A Paz, disse Brahma ao Pacificador de Feras, é a fala entre iguais, é o começo, o meio e o fim. É, não o elo, mas o envolvimento. É o reflexo do amor formado de uma só alma, habitando em dois corpos. É onde está o silêncio dos desejos e sonhos de cada um, para que todos possam ouvir, em silêncio, o sublime encontro com o coração da natureza, onde se dá a Unidade sentida e consentida de um para com todos, e todos para com um, integrando-se, enfim, com Unidade Primordial.
Vá, Pacificador, e visite o coração do Homem.
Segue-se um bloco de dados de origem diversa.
Issue #1867, opened 2021-03-17
Better scanner handling


radumereuta:
`kompile` and `kprove` both need to parse rules, but when running a second time, even if none of the rules were changed, they still generate some new scanners.
Here is the output of the second run of kompile on a simple test.k file.
```
Outer parsing [124 modules]                                  =  1.128s
New scanner:TEST$SYNTAX-CONFIG-CELLS                         =  0.117s
New scanner:TEST-CONFIG-CELLS                                =  0.147s
New scanner:STDOUT-STREAM$SYNTAX-CONFIG-CELLS                =  0.211s
New scanner:STDOUT-STREAM-CONFIG-CELLS                       =  0.224s
New scanner:STDIN-STREAM$SYNTAX-CONFIG-CELLS                 =  0.215s
New scanner:STDIN-STREAM-CONFIG-CELLS                        =  0.223s
Parse configurations [0/6 declarations]                      =  1.449s
New scanner:TEST-RULE-CELLS                                  =  0.143s
New scanner:K-EQUAL-RULE-CELLS                               =  0.129s
New scanner:INT-SYMBOLIC-RULE-CELLS                          =  0.128s
New scanner:INT-SYMBOLIC-KORE-RULE-CELLS                     =  0.133s
New scanner:INT-KORE-RULE-CELLS                              =  0.153s
New scanner:K-EQUAL-KORE-RULE-CELLS                          =  0.154s
New scanner:STRING-KORE-RULE-CELLS                           =  0.162s
New scanner:INT-RULE-CELLS                                   =  0.181s
New scanner:STRING-COMMON-RULE-CELLS                         =  0.186s
New scanner:K-IO-RULE-CELLS                                  =  0.231s
New scanner:STDIN-STREAM-RULE-CELLS                          =  0.247s
New scanner:STDOUT-STREAM-RULE-CELLS                         =  0.252s
Parse rules [0/96 rules]                                     =  0.576s
```
Even though 0 rules were parsed, there are 18 scanners being generated.
This is the output of running kprove twice on a KEVM spec file:
```
New scanner:EVM$SYNTAX-CONFIG-CELLS                          =  0.494s
New scanner:EVM-CONFIG-CELLS                                 =  1.053s
New scanner:DAI-SYMBOL-PASS-SPEC-RULE-CELLS                  =  1.270s
Parse spec modules [0/1586 rules]                            =  7.210s
```
Again, 0 rules were parsed, but we're still spending time generating scanners.

[...]

PR #1914, opened 2021-04-12
Refactor rule parsing

radumereuta:
Part 1 in fixing: #1867
It is slightly faster:
```
          this branch (master)
test.k:          4.0s (4.0s)
time make -j 32 -O
regression-new: 8m24s (8m46s)
    kserver:    2m45s (2m52s)
pl-tutorial:    8m19s (8m13s)
    kserver:    1m33s (1m40s)
```
Here is the output of kompile on a test file with one rule and a configuration:
```
Outer parsing [133 modules]                                  =  0.884s
New scanner: TEST$SYNTAX-CONFIG-CELLS                        =  0.139s
New scanner: TEST-CONFIG-CELLS                               =  0.163s
New scanner: STDOUT-STREAM$SYNTAX-CONFIG-CELLS               =  0.227s
New scanner: STDOUT-STREAM-CONFIG-CELLS                      =  0.232s
New scanner: STDIN-STREAM$SYNTAX-CONFIG-CELLS                =  0.211s
New scanner: STDIN-STREAM-CONFIG-CELLS                       =  0.236s
Parse configurations [6/6 declarations]                      =  1.695s
New scanner: TEST-RULE-CELLS                                 =  0.151s
New scanner: STDIN-STREAM-RULE-CELLS                         =  0.234s
New scanner: STDOUT-STREAM-RULE-CELLS                        =  0.226s
Parse rules [101/101 rules]                                  =  0.672s
```
second time:
```
Outer parsing [133 modules]                                  =  0.858s
New scanner: TEST$SYNTAX-CONFIG-CELLS                        =  0.130s
New scanner: TEST-CONFIG-CELLS                               =  0.161s
New scanner: STDOUT-STREAM$SYNTAX-CONFIG-CELLS               =  0.211s
New scanner: STDOUT-STREAM-CONFIG-CELLS                      =  0.227s
New scanner: STDIN-STREAM$SYNTAX-CONFIG-CELLS                =  0.237s
New scanner: STDIN-STREAM-CONFIG-CELLS                       =  0.234s
Parse configurations [0/6 declarations]                      =  1.528s
Parse rules [0/101 rules]                                    =  0.081s
```
The diff was getting pretty big so I'm limiting the changes to rules only.
I'm going to start working on the configuration after this gets merged. I will deal with code duplication at the same time.

Just as a comparison. Here is the output of -v on master:
```
Outer parsing [133 modules]                                  =  0.836s
New scanner: TEST$SYNTAX-CONFIG-CELLS                        =  0.148s
New scanner: TEST-CONFIG-CELLS                               =  0.166s
New scanner: STDOUT-STREAM$SYNTAX-CONFIG-CELLS               =  0.218s
New scanner: STDOUT-STREAM-CONFIG-CELLS                      =  0.227s
New scanner: STDIN-STREAM$SYNTAX-CONFIG-CELLS                =  0.209s
New scanner: STDIN-STREAM-CONFIG-CELLS                       =  0.242s
Parse configurations [6/6 declarations]                      =  1.650s
New scanner: TEST-RULE-CELLS                                 =  0.146s
New scanner: STRING-KORE-RULE-CELLS                          =  0.177s
New scanner: STRING-COMMON-RULE-CELLS                        =  0.179s
New scanner: K-IO-RULE-CELLS                                 =  0.279s
New scanner: STDOUT-STREAM-RULE-CELLS                        =  0.287s
New scanner: STDIN-STREAM-RULE-CELLS                         =  0.287s
Parse rules [101/101 rules]                                  =  0.710s
```
second time:
```
Outer parsing [133 modules]                                  =  0.829s
New scanner: TEST$SYNTAX-CONFIG-CELLS                        =  0.139s
New scanner: TEST-CONFIG-CELLS                               =  0.152s
New scanner: STDOUT-STREAM$SYNTAX-CONFIG-CELLS               =  0.215s
New scanner: STDOUT-STREAM-CONFIG-CELLS                      =  0.226s
New scanner: STDIN-STREAM$SYNTAX-CONFIG-CELLS                =  0.221s
New scanner: STDIN-STREAM-CONFIG-CELLS                       =  0.245s
Parse configurations [0/6 declarations]                      =  1.544s
New scanner: TEST-RULE-CELLS                                 =  0.153s
New scanner: STRING-COMMON-RULE-CELLS                        =  0.157s
New scanner: STRING-KORE-RULE-CELLS                          =  0.166s
New scanner: K-IO-RULE-CELLS                                 =  0.239s
New scanner: STDOUT-STREAM-RULE-CELLS                        =  0.249s
New scanner: STDIN-STREAM-RULE-CELLS                         =  0.256s
Parse rules [0/101 rules]                                    =  0.587s
```

### DIFF
--- a/kernel/src/main/java/org/kframework/kompile/DefinitionParsing.java
+++ b/kernel/src/main/java/org/kframework/kompile/DefinitionParsing.java
@@ -345,7 +345,8 @@ public class DefinitionParsing {
                 throw KEMException.compilerError("Module Map must be visible at the configuration declaration, in module " + module.name());
             }
             return Module(module.name(), (Set<Module>) module.imports().$bar(Set(mapModule)),
-                    (Set<Sentence>) module.localSentences().$bar(configDeclSyntax),
+                    (Set<Sentence>) module.localSentences().$bar(configDeclSyntax)
+                            .filter(s -> !(s instanceof Bubble && ((Bubble) s).sentenceType().equals(configuration))),
                     module.att());
         } else {
             Module mapModule;
@@ -355,7 +356,8 @@ public class DefinitionParsing {
                 throw KEMException.compilerError("Module Map must be visible at the configuration declaration, in module " + module.name());
             }
             return Module(module.name(), (Set<Module>) module.imports().$bar(Set(mapModule)),
-                    (Set<Sentence>) module.localSentences().$bar(configDeclRules),
+                    (Set<Sentence>) module.localSentences().$bar(configDeclRules)
+                            .filter(s -> !(s instanceof Bubble && ((Bubble) s).sentenceType().equals(configuration))),
                     module.att());
         }
 
@@ -380,48 +382,19 @@ public class DefinitionParsing {
             boolean needNewScanner = !scanner.getModule().importedModuleNames().contains(module.name());
             final Scanner realScanner = needNewScanner ? parser.getScanner(options.global) : scanner;
 
-            Set<Sentence> claimSet = stream(module.localSentences())
+            Set<Sentence> parsedSentences = stream(module.localSentences())
                     .parallel()
                     .filter(s -> s instanceof Bubble)
                     .map(b -> (Bubble) b)
-                    .filter(b -> b.sentenceType().equals(claim))
-                    .flatMap(b -> performParse(cache.getCache(), parser, realScanner, b))
-                    .map(this::upClaim)
-                .collect(Collections.toSet());
-
-            Set<Sentence> ruleSet = stream(module.localSentences())
-                    .parallel()
-                    .filter(s -> s instanceof Bubble)
-                    .map(b -> (Bubble) b)
-                    .filter(b -> b.sentenceType().equals(rule))
-                    .flatMap(b -> performParse(cache.getCache(), parser, realScanner, b))
-                    .map(this::upRule)
-                .collect(Collections.toSet());
-
-            Set<Sentence> contextSet = stream(module.localSentences())
-                    .parallel()
-                    .filter(s -> s instanceof Bubble)
-                    .map(b -> (Bubble) b)
-                    .filter(b -> b.sentenceType().equals(context))
-                    .flatMap(b -> performParse(cache.getCache(), parser, realScanner, b))
-                    .map(this::upContext)
-                .collect(Collections.toSet());
-
-            Set<Sentence> aliasSet = stream(module.localSentences())
-                    .parallel()
-                    .filter(s -> s instanceof Bubble)
-                    .map(b -> (Bubble) b)
-                    .filter(b -> b.sentenceType().equals(alias))
-                    .flatMap(b -> performParse(cache.getCache(), parser, realScanner, b))
-                    .map(this::upAlias)
-                .collect(Collections.toSet());
+                    .flatMap(b -> performParse(cache.getCache(), parser, realScanner, b).map(p -> upSentence(p, b.sentenceType())))
+                    .collect(Collections.toSet());
 
             if (needNewScanner) {
                 realScanner.close();//required for Windows.
             }
 
             return Module(module.name(), module.imports(),
-                    stream((Set<Sentence>) module.localSentences().$bar(ruleSet).$bar(claimSet).$bar(contextSet).$bar(aliasSet)).filter(b -> !(b instanceof Bubble)).collect(Collections.toSet()), module.att());
+                    stream((Set<Sentence>) module.localSentences().$bar(parsedSentences)).filter(b -> !(b instanceof Bubble)).collect(Collections.toSet()), module.att());
         }
     }
 
@@ -439,6 +412,16 @@ public class DefinitionParsing {
             }
             return upRule(res.iterator().next());
         }
+    }
+
+    private Sentence upSentence(K contens, String sentenceType) {
+        switch (sentenceType) {
+        case claim:         return upClaim(contens);
+        case rule:          return upRule(contens);
+        case context:       return upContext(contens);
+        case alias:         return upAlias(contens);
+        }
+        throw new AssertionError("Unexpected sentence type: " + sentenceType);
     }
 
     private Claim upClaim(K contents) {
--- a/kernel/src/main/java/org/kframework/kompile/DefinitionParsing.java
+++ b/kernel/src/main/java/org/kframework/kompile/DefinitionParsing.java
@@ -411,19 +411,19 @@ public class DefinitionParsing {
         // scanners can be reused so find the top modules which include all other modules
         java.util.Set<Module> topMods = getTopModules(defWithCaches.modules()).stream().filter(m -> m.sentences().filter(s -> s instanceof Bubble).size() != 0).collect(Collectors.toSet());
         // prefer modules that import the main module. This way we avoid using the main syntax module which could contain problematic syntax for rule parsing
-        java.util.Set<Module> orderedBotMods = new java.util.LinkedHashSet<>();
+        java.util.Set<Module> orderedTopMods = new java.util.LinkedHashSet<>();
         for (Module m : topMods) {
             if (m.name().equals(defWithCaches.mainModule().name()) || m.importedModuleNames().contains(defWithCaches.mainModule().name()))
-                orderedBotMods.add(m);
+                orderedTopMods.add(m);
         }
-        orderedBotMods.addAll(topMods);
+        orderedTopMods.addAll(topMods);
 
         // map the module name to the scanner that it should use when parsing
         java.util.Map<String, Module> donorModule = new HashMap<>();
         for (Module m : mutable(defWithCaches.modules())) {
             if (stream(m.localSentences()).anyMatch(s -> s instanceof Bubble)) {
-                Module scannerModule = orderedBotMods.stream().filter(bm -> m.equals(bm) || bm.importedModuleNames().contains(m.name())).findFirst()
-                        .orElseThrow(() -> new AssertionError("Expected at least one bottom module to have a suitable scanner: " + m.name()));
+                Module scannerModule = orderedTopMods.stream().filter(bm -> m.equals(bm) || bm.importedModuleNames().contains(m.name())).findFirst()
+                        .orElseThrow(() -> new AssertionError("Expected at least one top module to have a suitable scanner: " + m.name()));
                 donorModule.put(m.name(), scannerModule);
             }
         }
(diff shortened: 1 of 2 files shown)


ehildenb:
I don't understand the performance numbers you post at the top. It looks like you only include numbers for `master`, and not for this branch?

Also, you should still not be taking performance numbers with `-j32`. It should be done with something like `-j4` at most, and `-j1` for best accuracy. Otherwise you'll be including a significant amount of thread/memory thrashing in the kernel in your timing numbers, which throws it off.

radumereuta:
Here are the results for running make with 4 threads on the pl-tutorial folder with the kserver active:
```
time make -j 4 -O pl-tutorial
this branch  (master)
      3m19s  (3m18s)
```
I should clarify that I'm using my local machine with 32 logical cores. This is why I usually use `-j32`
kserver actually handles the threads and spawns exactly the number of logical CPUs available. So when running `make -j32` and spawn 32 instances of kompile, the kserver will not allow more than 32 internal threads in total on all instances of kompile. This means parsing is no longer parallel, but I can always run the compilation pipeline which is not parallel.

When using only 4 instances of kompile, then kserver can parallelize the creation of scanners and the difference is not significant anymore.

The performance numbers above are for this branch on the left and for master on the right (between braces).

The differences are not that big, but I'm also doing only half of the work. To keep this diff as short as possible, I'm not including the refactoring to config parsing. There should be some improvement there as well because we're building config scanners in kprove, which is really odd.

kernel/src/main/java/org/kframework/kompile/DefinitionParsing.java
```diff
@@ -355,74 +346,150 @@ private Module resolveConfigBubbles(Definition def, Module inputModule, RuleGram
                 throw KEMException.compilerError("Module Map must be visible at the configuration declaration, in module " + module.name());
             }
             return Module(module.name(), (Set<Module>) module.imports().$bar(Set(mapModule)),
-                    (Set<Sentence>) module.localSentences().$bar(configDeclRules),
+                    (Set<Sentence>) module.localSentences().$bar(configDeclRules)
+                            .filter(s -> !(s instanceof Bubble && ((Bubble) s).sentenceType().equals(configuration))),
```
ehildenb, line 350: We're returning a module here that only has configuration bubbles? What are we doing with this module? What about all the other sentences?

kernel/src/main/java/org/kframework/kompile/DefinitionParsing.java
```diff
@@ -355,74 +346,150 @@ private Module resolveConfigBubbles(Definition def, Module inputModule, RuleGram
...
+    // Find the entry modules (not included in any other module)
+    private static java.util.Set<Module> getBotModules(Set<Module> allModules) {
+        java.util.Set<Module> included = new HashSet<>();
+        for (Module m : mutable(allModules)) {
+            included.addAll(mutable(m.importedModules()));
+        }
+        java.util.Set<Module> rez = mutable(allModules);
+        rez.removeAll(included);
+        return rez;
+    }
```
ehildenb: Should we call this `getEntryModules` instead, since that's the terminology we use everywhere else?

kernel/src/main/java/org/kframework/kompile/DefinitionParsing.java
radumereuta: The other way around. After config parsing, I'm removing all the bubbles that contain configurations.

kernel/src/main/java/org/kframework/kompile/DefinitionParsing.java
radumereuta: `Definition.entryModules` is where we store the modules visible by the user.
Other modules not visible by the user include helper modules for parsing (*-CONFIG-CELLS), the syntax split (*$SYNTAX). I guess my comment is not that intuitive then. I will change it.

kernel/src/main/java/org/kframework/kompile/DefinitionParsing.java
```diff
@@ -355,74 +346,150 @@ private Module resolveConfigBubbles(Definition def, Module inputModule, RuleGram
...
+        // prepare scanners for remaining bubbles
+        // scanners can be reused so find the bottom modules which include all other modules
+        java.util.Set<Module> botMods = getBotModules(defWithCaches.modules()).stream().filter(m -> m.sentences().filter(s -> s instanceof Bubble).size() != 0).collect(Collectors.toSet());
+        // prefer modules that import the main module. This way we avoid using the main syntax module which could contain problematic syntax for rule parsing
+        java.util.Set<Module> orderedBotMods = new java.util.LinkedHashSet<>();
+        for (Module m : botMods) {
+            if (m.name().equals(defWithCaches.mainModule().name()) || m.importedModuleNames().contains(defWithCaches.mainModule().name()))
+                orderedBotMods.add(m);
+        }
+        orderedBotMods.addAll(botMods);
```
ehildenb: Once again, should we call these `entryMods` instead, to have consistent terminology? `botMods` to me sound like modules that are at the "bottom" of the import chain, meaning they import no other modules.

ehildenb: Also, why does `botMods` not include any modules with bubbles?

kernel/src/main/java/org/kframework/kompile/DefinitionParsing.java
```diff
@@ -355,74 +346,150 @@ private Module resolveConfigBubbles(Definition def, Module inputModule, RuleGram
...
+
+        // map the module name to the scanner that it should use when parsing
+        java.util.Map<String, Module> donorModule = new HashMap<>();
+        for (Module m : mutable(defWithCaches.modules())) {
+            if (stream(m.localSentences()).anyMatch(s -> s instanceof Bubble)) {
+                Module scannerModule = orderedBotMods.stream().filter(bm -> m.equals(bm) || bm.importedModuleNames().contains(m.name())).findFirst()
+                        .orElseThrow(() -> new AssertionError("Expected at least one bottom module to have a suitable scanner: " + m.name()));
+                donorModule.put(m.name(), scannerModule);
```
ehildenb: Do we already expect at this point that all the scanners we need are generated?

ehildenb: Or I guess here we just expect all the modules to be present, and we generate the scanners later. Makes sense.

kernel/src/main/java/org/kframework/kompile/DefinitionParsing.java
```diff
@@ -355,74 +346,150 @@ private Module resolveConfigBubbles(Definition def, Module inputModule, RuleGram
...
-
-            return Module(module.name(), module.imports(),
-                    stream((Set<Sentence>) module.localSentences().$bar(ruleSet).$bar(claimSet).$bar(contextSet).$bar(aliasSet)).filter(b -> !(b instanceof Bubble)).collect(Collections.toSet()), module.att());
         }
+        // create scanners
+        Map<Module, ParseInModule> donorScanners = new HashSet<>(donorModule.values()).parallelStream().map(x -> {
+            ParseInModule pim = RuleGrammarGenerator.getCombinedGrammar(gen.getRuleGrammar(x), isStrict, profileRules, files);
+            pim.getScanner(options.global);
+            return new Tuple2<>(x, pim);
+        }).collect(Collectors.toMap(Tuple2::_1, Tuple2::_2));
```
ehildenb: Perhaps should be called `donorParseInModules`?

ehildenb: Also, do we know at this point that every scanner we generate here is actually needed? We haven't actually checked (as far as I can tell) that each generate scanner here will be used.

kernel/src/main/java/org/kframework/kompile/DefinitionParsing.java
```diff
@@ -355,74 +346,150 @@ private Module resolveConfigBubbles(Definition def, Module inputModule, RuleGram
...
+                                    parsedBubbles.getAndIncrement();
+                                    if (kem.options.warnings2errors && !result._2().isEmpty()) {
+                                        for (KEMException err : result._2()) {
+                                            if (kem.options.includesExceptionType(err.exception.getType())) {
+                                                errors.add(KEMException.asError(err));
+                                            }
+                                        }
+                                    } else {
+                                        kem.addAllKException(result._2().stream().map(e -> e.getKException()).collect(Collectors.toList()));
+                                    }
```
ehildenb, line 467: This same logic is used here and above to deal with both `warnings2Errors` and warnings themselves. Can that be factored out to a method to make this shorter? (line 384 above)

kernel/src/main/java/org/kframework/kompile/DefinitionParsing.java
ehildenb: I guess I would call them `topModules` then, not `botModules`. They are at the top of the import chains.

kernel/src/main/java/org/kframework/kompile/DefinitionParsing.java
radumereuta: Should call them `topModules` then?
I'm using visual cues when deciding what to call top and what is bottom, because that's how you write a definition. But semantically I guess the main module is a top module.

kernel/src/main/java/org/kframework/kompile/DefinitionParsing.java
radumereuta: The previous step minimizes the number of scanners needed:
`// map the module name to the scanner that it should use when parsing`
`donorParseInModules` does sound better.

kernel/src/main/java/org/kframework/kompile/DefinitionParsing.java
```diff
@@ -441,6 +508,16 @@ public Rule parseRule(CompiledDefinition compiledDef, String contents, Source so
...
 
+    private Sentence upSentence(K contens, String sentenceType) {
+        switch (sentenceType) {
+        case claim:         return upClaim(contens);
+        case rule:          return upRule(contens);
+        case context:       return upContext(contens);
+        case alias:         return upAlias(contens);
+        }
+        throw new AssertionError("Unexpected sentence type: " + sentenceType);
+    }
```
ehildenb: `contens` to `contents`, typo?

kernel/src/main/java/org/kframework/kompile/DefinitionParsing.java
```diff
@@ -355,74 +346,150 @@ private Module resolveConfigBubbles(Definition def, Module inputModule, RuleGram
...
+                orderedBotMods.add(m);
+        }
+        orderedBotMods.addAll(topMods);
+
+        // map the module name to the scanner that it should use when parsing
+        java.util.Map<String, Module> donorModule = new HashMap<>();
+        for (Module m : mutable(defWithCaches.modules())) {
+            if (stream(m.localSentences()).anyMatch(s -> s instanceof Bubble)) {
+                Module scannerModule = orderedBotMods.stream().filter(bm -> m.equals(bm) || bm.importedModuleNames().contains(m.name())).findFirst()
+                        .orElseThrow(() -> new AssertionError("Expected at least one bottom module to have a suitable scanner: " + m.name()));
```
ehildenb: "bottom module" => "top module"?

Diga-lhe que a sabedoria do Bem deve ser adotada pelo que ela pode fazer por cada um, não pela maneira como soa; deve a sabedoria modificar a vida e torná-la forte e saudável.
Hora de esquecer as ilusões e se posicionar firme com o que é e com o que deva ser.
As Caravanas do Bem precisam percorrer ainda os desertos, as savanas, as pradarias dos sentimentos humanos, repletos de “feras”: o egoísmo, o orgulho, a vaidade desmedida, a ignorância, a prepotência, a ganância, a usurpação, a violência, a indiferença, o descaso, a maldade da omissão, e muitas mais.
São “feras” com grande resistência, alimentadas pelas próprias mentes de cada um, com as quais se comprazem.
Aqui, disse Brahma ao Pacificador, você use os poderes consagrados à Shiva, conforme a conveniência. Ali será a vez de Vishnu. Ambos os deuses estão para reconduzir os Homens aos caminhos seguros, em cujas trilhas você estará à frente, demarcando aquelas que poderão ser caminhadas com segurança, onde a Paz então terá deixado marcas profundas no chão.
Pode anunciar que, ao final da jornada redentora de cada um, Krishna os estará esperando, coroando-lhes o êxito com a permissão de se refrescarem na fonte de tudo e de todas as causas, de igual para igual com a água da sabedoria e da paz.
No entanto, Pacificador – continuou Brahma -, sei que a sua missão lhe exigirá longa caminhada, por diversos caminhos e lugares. Você encontrará corações endurecidos, magoados, sofridos. Também povos em guerra, mortandade indiscriminada, crianças, mulheres, velhos. Sítios com milhares de refugiados, ressentidos e odientos. Mas sempre haverá aquele que está cansado de sofrer, aquele que anseia por dias melhores, aquele que deseja mudanças para melhor. Por isso anuncie que a Paz existe e pode ser alcançada. Paz você é, há Paz desejada. Igual fala com igual.
Há muitos corações que esperam por sua chegada. Que sejam realmente muitos o que deem ouvidos ao seu chamado.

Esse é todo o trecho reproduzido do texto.